EXERCISE
Search the listing below, and show each line that includes the word "model".
START RECORDS FOR THE EXERCISE
PR #3298, opened 2024-06-24
Ignore errors on ASL solver version check

alma-walmsley:
## Summary/Motivation:
Trying to run the `couenne` solver executable through Pyomo throws an error. Pyomo tries to check the version of the executable specified to verify that the solver can be run. In couenne's case, running `couenne -v` returns `couenne (Microsoft cl 15.00.21022.08 für 80x86), ASL(20100130)`, except the `ü` runs into a problem with default encoding / utf-8 and cannot be decoded. This throws an error in the subprocess call which is not caught and so the solver cannot be run. Note that this problem is not necessarily couenne specific, but rather due to `subprocess` expecting the data in a text format where special characters like `ü` could not be recognised.

To reproduce, for example:

```python
from pyomo.environ import *

model = ConcreteModel()

model.x = Var(initialize=0, bounds=(0, 10))
model.obj = Objective(expr=model.x, sense=maximize)  # maximize x -> x=10

# solve the model
solver = SolverFactory("couenne")
solver.solve(model)  # throws an error: 'utf-8' codec can't decode byte 0x81 in position 38: invalid start byte
```

- Add `errors='ignore'` to the ASL solver version check subprocess call. This will ignore any errors while trying to decode the data received from the `-v` command (ie. errors arising from special characters, unexpected bytes, etc). After all, Pyomo does not care about the value of the solver version; the version check appears to only verify the solver exists before attempting to solve - See `opt/base/solvers.py` and `solvers/plugins/solvers/ASL.py` for more details. You can also read about the `errors` argument to `subprocess` here: https://docs.python.org/3.10/library/io.html#io.TextIOWrapper

### Legal Acknowledgement


jsiirola (approved):
This looks good.  It would be nice if we had a way of testing this (i.e., testing against solvers compiled in any `LOCALE` other than `en_US` - as this is not the first time we have hit issues running in languages other than English), but I don't think that should prevent merging.

We should also consider changing the `universal_newlines=True` to `test=True` in that `subprocess.run()` call (`text` is the documented argument, and `universal_newlines` is now being provided for backwards compatibility).

mrmundt (approved):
END RECORDS FOR THE EXERCISE
EXERCISE RESULT
model = ConcreteModel()
model.x = Var(initialize=0, bounds=(0, 10))
model.obj = Objective(expr=model.x, sense=maximize)  # maximize x -> x=10
# solve the model
solver.solve(model)  # throws an error: 'utf-8' codec can't decode byte 0x81 in position 38: invalid start byte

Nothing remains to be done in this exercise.